La dimora abituale può essere diversa dalla residenza anagrafica
Quesito inviato da Grazia B. in data 22 novembre 2001.
Non ho ancora spostato la residenza presso la mia nuova abitazione per motivi di lavoro. Tuttavia essa è per me la mia abitazione principale.
Io risulto residente presso un immobile in parte di mia proprietà, ma per il quale non ho mai sfruttato la detrazione prima casa.
Ai fini Irpef, ai fini delle detrazioni per abitazione principale, si può dichiarare la dimora abituale in in luogo diverso da quello risultante dai registri anagrafici.
Vale lo stesso anche per l'ICI ?
Risposta inviata da Alex (redazione Dossier.Net) in data 05 dicembre 2001.
La detrazione per abitazione principale ai fini Irpef e Ici spetta all'unità immobiliare nella quale il contribuente dimora abitualmente. "A tal fine - precisano le istruzioni alla compilazione del modello Unico 2001 - valgono i dati dei registri anagrafici o l'autocertificazione effettuata ai sensi del T.U. sull'autocertificazione approvato con il D.P.R. 28 dicembre 2000, n. 445 e successive modificazioni, con la quale il contribuente può attestare anche che dimora abitualmente in luogo diverso da quello indicato nei registri anagrafici".

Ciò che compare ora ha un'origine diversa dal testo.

PR #1593, opened 2020-02-10
RHPAM-2554 - Require the ability to define mandatory process /case va…

mswiderski:
…riables that can only be changed by Admin

depends on
https://github.com/kiegroup/droolsjbpm-knowledge/pull/422
https://github.com/kiegroup/drools/pull/2756 

@gmunozfe @elguardian could you please review?

Overall idea is to register additional event listener that can react on beforeVariableChange event to enforce any security restrictions based on custom tags associated with variables.

### DIFF
--- a/jbpm-bpmn2/src/test/java/org/jbpm/bpmn2/VariableTagsTest.java
+++ b/jbpm-bpmn2/src/test/java/org/jbpm/bpmn2/VariableTagsTest.java
@@ -36,6 +36,8 @@ import org.junit.runner.RunWith;
 import org.junit.runners.Parameterized;
 import org.junit.runners.Parameterized.Parameters;
 import org.kie.api.KieBase;
+import org.kie.api.event.process.DefaultProcessEventListener;
+import org.kie.api.event.process.ProcessVariableChangedEvent;
 import org.kie.api.runtime.KieSession;
 import org.kie.api.runtime.process.ProcessInstance;
 import org.kie.api.runtime.process.WorkItem;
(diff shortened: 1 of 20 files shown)


mswiderski:
Jenkins retest this

gmunozfe:
@mswiderski there are 3 compilations failures.

At `AddDataCaseFileInstanceCommand`, `ReopenCaseCommand` when invoking `fireAfterVariableChanged`, it's missing the new param (List<String>):

Not sure if there's another easier way to retrieve it:
`VariableScope variableScope = ((VariableScope) ((RegistryContext) context).get(VariableScope.VARIABLE_SCOPE));`

And then, inside the fireAfterVariableChanged call:

`variableScope == null ? null : variableScope.tags(name)`

Last failure is at CachedProcessVariableChangedEvent (jbpm-test-coverage) that missing unimplemented methods:

       @Override
        public List<String> getTags() {
            return Collections.emptyList();
        }

        @Override
        public boolean hasTag(String tag) {
            return false;
        }


If you agree, I can create a PR to your branch.

mswiderski:
@gmunozfe thanks a lot, and go ahead with PR :)

elguardian:
@mswiderski  looks good to me.

gmunozfe:
@mswiderski I've created several tests for case scenarios:

- The way I proposed for retrieving `VariableScope` from Context was not working, the new proposal does.

- For the commands `addDataToCaseFile` and `reopenCase`, only the `fireAfterVariableChanged` was invoked, so there is no validation in these scenarios. I guess `fireBeforeVariableChanged` should also be called, and then these new tests are passing.

I am creating a PR to your branch for you to review if this proposal is valid or not.

elguardian:
Jenkins retest this please

elguardian:
@gmunozfe any progress ?

gmunozfe:
> @gmunozfe any progress ?

sorry, I was trying to test a case with the 3 constraints: required, readonly and restricted.

However, readonly is not validated, because `oldValue` has been already set:

https://github.com/kiegroup/jbpm/blob/b3a1d1ccd7fe513b4d3a1f8b8708285308e12ac3/jbpm-flow/src/main/java/org/jbpm/process/instance/context/variable/VariableScopeInstance.java#L108

Checking why that value is not null, as expected...
^ @mswiderski

gmunozfe:
https://github.com/kiegroup/jbpm/blob/b3a1d1ccd7fe513b4d3a1f8b8708285308e12ac3/jbpm-flow/src/main/java/org/jbpm/process/instance/context/variable/VariableScopeInstance.java#L83

caseFile already has that variable with its value, therefore the setVariable is considering the operation as a modification, violating readonly policy.

mswiderski:
@gmunozfe I would say that this is expected behaviour, since case file variable can be fetched as process variable and since it was marked as readonly it should cause the exception. Or am I misunderstanding something here...

gmunozfe:
OK, thanks @mswiderski I was thinking that "readonly" meant "only can be assigned once"

elguardian:
@gmunozfe @mswiderski is this ready to merge ?

mswiderski:
@elguardian yes, from my point of view

gmunozfe:
@elguardian sure, this is ok to merge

L'accertamento non può basarsi su una rendita provvisoria
Quesito inviato da Maurizio in data 23 novembre 2001.
Volevo chiedere se è possibile che un comune emetta un avviso di accertamento per un'immobile basandosi non su di una rendita catastale, ma su di una rendita ricavata da un'autocertificazione (ponendo poi come condizione che si riserva di conguagliare il dovuto al momento dell'attribuzione della rendita catastale).
Risposta inviata da Alex (redazione Dossier.Net) in data 02 dicembre 2001.

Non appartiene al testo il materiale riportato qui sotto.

PR #1594, opened 2020-02-14
Update license file name

yurloc:
https://spdx.org/licenses/Apache-2.0.html


MarianMacik:
@yurloc Just a question, why is this needed? ASL is Apache Software License.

L'accertamento basato su una rendita ricavata da un'autocertificazione del contribuente è inutile, perché esiste già la dichiarazione Ici presentata ai sensi dell'art. 10, comma 4, del D.Lgs. 504/92. Superflua è poi la riserva di conguagliare l'imposta dovuta al momento dell'attribuzione della rendita catastale, in quanto tale compito è previsto dal comma 1 dell'art. 11 del citato decreto legislativo.

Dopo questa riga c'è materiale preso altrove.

PR #1595, opened 2020-02-14
[JBPM-8910] How to use a "OR" query operator in a custom query in the query-parameters

elguardian:
modify some function to allow AST expressions for filtering

### DIFF
--- a/jbpm-services/jbpm-kie-services/src/main/java/org/jbpm/kie/services/impl/query/preprocessor/UserAndGroupsTasksPreprocessor.java
+++ b/jbpm-services/jbpm-kie-services/src/main/java/org/jbpm/kie/services/impl/query/preprocessor/UserAndGroupsTasksPreprocessor.java
@@ -16,10 +16,6 @@
 
 package org.jbpm.kie.services.impl.query.preprocessor;
 
-import static org.dashbuilder.dataset.filter.FilterFactory.AND;
-import static org.dashbuilder.dataset.filter.FilterFactory.in;
-import static org.jbpm.services.api.query.QueryResultMapper.COLUMN_POTOWNER;
-
 import java.util.ArrayList;
 import java.util.Iterator;
 import java.util.List;
@@ -30,10 +26,15 @@ import org.dashbuilder.dataset.DataSetMetadata;
 import org.dashbuilder.dataset.filter.ColumnFilter;
 import org.dashbuilder.dataset.filter.CoreFunctionFilter;
 import org.dashbuilder.dataset.filter.DataSetFilter;
+import org.dashbuilder.dataset.filter.LogicalExprFilter;
 import org.kie.api.task.UserGroupCallback;
 import org.kie.internal.identity.IdentityProvider;
 import org.slf4j.Logger;
 import org.slf4j.LoggerFactory;
+
+import static org.dashbuilder.dataset.filter.FilterFactory.AND;
+import static org.dashbuilder.dataset.filter.FilterFactory.in;
+import static org.jbpm.services.api.query.QueryResultMapper.COLUMN_POTOWNER;
 
 public class UserAndGroupsTasksPreprocessor extends UserTasksPreprocessor {
 
@@ -65,10 +66,10 @@ public class UserAndGroupsTasksPreprocessor extends UserTasksPreprocessor {
 
         if (lookup.getFirstFilterOp() != null) {
             List<String> potOwners = new ArrayList<String>();
-            List<ColumnFilter> columnFilters = lookup.getFirstFilterOp().getColumnFilterList();
-            Iterator<ColumnFilter> it= columnFilters.iterator();
+            List<CoreFunctionFilter> columnFilters = extractCoreFunctionFilter(lookup.getFirstFilterOp().getColumnFilterList());
+            Iterator<CoreFunctionFilter> it = columnFilters.iterator();
             while (orgEntities.isEmpty() && it.hasNext()) {
-                CoreFunctionFilter column = (CoreFunctionFilter)it.next();
+                CoreFunctionFilter column = it.next();
 
                 if (column.getColumnId().toUpperCase().equals(columnId)) {
                     potOwners.addAll(column.getParameters());
@@ -77,9 +78,12 @@ public class UserAndGroupsTasksPreprocessor extends UserTasksPreprocessor {
                         addUserAndGroupsFromIdentityProvider(orgEntities, potOwner);
                     }
 
-                    it.remove();
+                    //  we have now a tree as expression. we need to traverse the entire tree for finding the filter.
+                    removeCoreFunctionFilter(lookup.getFirstFilterOp().getColumnFilterList(), column);
                 }
+
             }
+
 
             if (orgEntities.isEmpty()) {
                 addUserAndGroupsFromIdentityProvider(orgEntities, identityProvider.getName());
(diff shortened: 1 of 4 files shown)


elguardian:
Jenkins retest this please.

elguardian:
Jenkins retest this please.

jbpm-services/jbpm-kie-services/src/main/java/org/jbpm/kie/services/impl/query/preprocessor/UserAndGroupsTasksPreprocessor.java
```diff
@@ -105,4 +109,27 @@ private void addUserAndGroupsFromIdentityProvider(List<Comparable> orgEntities,
         orgEntities.addAll(Optional.ofNullable(userGroupCallback.getGroupsForUser(userId)).orElse(new ArrayList<>()));
         orgEntities.add(userId);
     }
+
+    private void removeCoreFunctionFilter(List<ColumnFilter> filters, ColumnFilter removedFilter) {
+        if (filters.remove(removedFilter)) {
```
gmunozfe: If the list of filters contains other filters not related to the `columnId` (`POTOWNER`), these would be removed here and I think this is not expected.

My suggestion is to control first that the `removedFilter` is related to the `columnId`:

```suggestion
       if ((removedFilter.getColumnId().toUpperCase().equals(columnId)) && filters.remove(removedFilter)) {
```
Notice that current behavior works for filters like this (POTOWNER column first), because rest of filters won't be deleted:
`(POTOWNER in potOwner AND COLUMN2 = value2)`
but not for
`(COLUMN2 = value2 AND POTOWNER in potOwner)`
when first filter would be deleted

jbpm-services/jbpm-kie-services/src/main/java/org/jbpm/kie/services/impl/query/preprocessor/UserAndGroupsTasksPreprocessor.java
```diff
@@ -105,4 +109,27 @@ private void addUserAndGroupsFromIdentityProvider(List<Comparable> orgEntities,
...
+
+    }
+    private List<CoreFunctionFilter> extractCoreFunctionFilter(List<ColumnFilter> filters) {
+        List<CoreFunctionFilter> list = new ArrayList<>();
+        for (ColumnFilter filter : filters) {
+            if (filter instanceof CoreFunctionFilter) {
+                list.add((CoreFunctionFilter) filter);
+            } else if (filter instanceof LogicalExprFilter) {
+                list.addAll(extractCoreFunctionFilter(((LogicalExprFilter) filter).getLogicalTerms()));
+            }
```
gmunozfe: What happens for other instances of filters that are not `CoreFunctionFilter` neither `LogicalExprFilter`?

jbpm-services/jbpm-kie-services/src/main/java/org/jbpm/kie/services/impl/query/preprocessor/UserAndGroupsTasksPreprocessor.java
```diff
@@ -77,8 +78,11 @@ public void preprocess(DataSetLookup lookup) {
                         addUserAndGroupsFromIdentityProvider(orgEntities, potOwner);
                     }
 
-                    it.remove();
                 }
+
+                // we need to look for recursively for the filter
```
mswiderski: this comment is quite misleading to me... looks like it missing what we need to look for?

jbpm-services/jbpm-kie-services/src/main/java/org/jbpm/kie/services/impl/query/preprocessor/UserAndGroupsTasksPreprocessor.java
```diff
@@ -77,8 +78,11 @@ public void preprocess(DataSetLookup lookup) {
...
+                removeCoreFunctionFilter(lookup.getFirstFilterOp().getColumnFilterList(), column);
```
mswiderski: shouldn't this be placed in exact same location as 'it.remove()' before?

jbpm-services/jbpm-kie-services/src/main/java/org/jbpm/kie/services/impl/query/preprocessor/UserAndGroupsTasksPreprocessor.java
mswiderski: good point, either this or as mentioned in my other comment why this is taken out from the if ....

jbpm-services/jbpm-kie-services/src/main/java/org/jbpm/kie/services/impl/query/preprocessor/UserAndGroupsTasksPreprocessor.java
elguardian: the other won't apply here or it should not be here.

jbpm-services/jbpm-kie-services/src/main/java/org/jbpm/kie/services/impl/query/preprocessor/UserAndGroupsTasksPreprocessor.java
elguardian: now we have a tree. so we need to traverse recursively for the filter.
changed it

jbpm-services/jbpm-kie-services/src/main/java/org/jbpm/kie/services/impl/query/preprocessor/UserAndGroupsTasksPreprocessor.java
elguardian: you are right.
changed it.

jbpm-services/jbpm-kie-services/src/main/java/org/jbpm/kie/services/impl/query/preprocessor/UserAndGroupsTasksPreprocessor.java
elguardian: changed. it must be the AND for backward compatibility. Also it looks like it is a way to restrict the query (not just change the column filter) otherwise it would not be added in case there are not filters.

jbpm-services/jbpm-kie-services/src/test/java/org/jbpm/kie/services/impl/query/preprocessor/UserAndGroupsTasksPreprocessorTest.java
```diff
@@ -138,6 +140,39 @@ public void testPotOwnerFilterNoIdentityProvider() {
...
+        String potOwner = "potOwner";
+        when(userGroupCallback.getGroupsForUser(potOwner)).thenReturn(Arrays.asList("role1", "role2"));
+
+        List<String> potOwners = new ArrayList<String>();
+        potOwners.add(potOwner);
+
+        QueryParam queryParam = new QueryParam(COL_ID, "IN", potOwners);
+        QueryParam queryParamTerm1 = new QueryParam("MY_COLUMN", "EQUALS_TO", Arrays.asList("1234"));
+        QueryParam queryParamTerm2 = new QueryParam("MY_COLUMN", "NOT_IN", Arrays.asList(1, 2, 3, 4));
+        QueryParam queryParamOR = new QueryParam(null, "OR", Arrays.asList(queryParamTerm1, queryParamTerm2, queryParam));
```
gmunozfe: So, in this test, the whole filter to preprocess is

(MY_COLUMN = 1234 OR MY_COLUMN not_in 1, 2, 3, 4 **OR** POTOWNER in potOwner)

but after preprocessing, the filters are split in a list(because more values have been added for POTOWNER column) but they are going to be rebuilt with AND, no?

((MY_COLUMN = 1234 OR MY_COLUMN not_in 1, 2, 3, 4) **AND** (POTOWNER in role1, role2, potOwner))

Or am I misunderstanding anything?

elguardian: correct. This should the right approach how this filter works.

jbpm-services/jbpm-kie-services/src/test/java/org/jbpm/kie/services/impl/query/preprocessor/UserAndGroupsTasksPreprocessorTest.java
```diff
@@ -138,6 +140,39 @@ public void testPotOwnerFilterNoIdentityProvider() {
...
+        ColumnFilter columnFilter = (ColumnFilter) coreFunctionQueryParamBuilder.build();
+
+        DataSetFilter filter = new DataSetFilter();
+        filter.addFilterColumn(columnFilter);
+        dataSetLookup.addOperation(filter);
+
+        userAndGroupsTasksPreprocessor.preprocess(dataSetLookup);
+        List<ColumnFilter> filters = dataSetLookup.getFirstFilterOp().getColumnFilterList();
+
+        assertEquals(filters.size(), 2);
```
gmunozfe: Swap these arguments to be: expected, actual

I vari adempimenti ai fini Ici per acquisto di un box
Quesito inviato da Miki in data 23 novembre 2001.
Vorrei sapere i vari adempimenti dalla data di acquisto fino alla dichiarazione Ici. Faccio presente che l'immobile è di proprietà del coniuge in regime di comunione dei beni.
Risposta inviata da Alex (redazione Dossier.Net) in data 02 dicembre 2001.
Se nell'atto di acquisto è stato precisato che l'acquirente è coniugato in regime di comunione legale dei beni, entrambi i coniugi sono tenuti al pagamento dell'Ici pro quota. Al riguardo, si vedano risoluzione ministeriale 18 luglio 1977; Corte di Cassazione, sezione I civile, sentenza n. 8496 del 26 settembre 1996; sezioni unite civili, sentenza n. 77 del 18 febbraio 1999.
Nel prossimo anno va presentata la dichiarazione Ici entro il termine previsto per la presentazione della dichiarazione dei redditi, a meno che il comune in cui è ubicato l'immobile non abbia introdotto, con apposita norma regolamentare, l'obbligo di una "comunicazione" da presentare in luogo dell'adempimento dichiarativo. E' bene pertanto contattare il comune competente.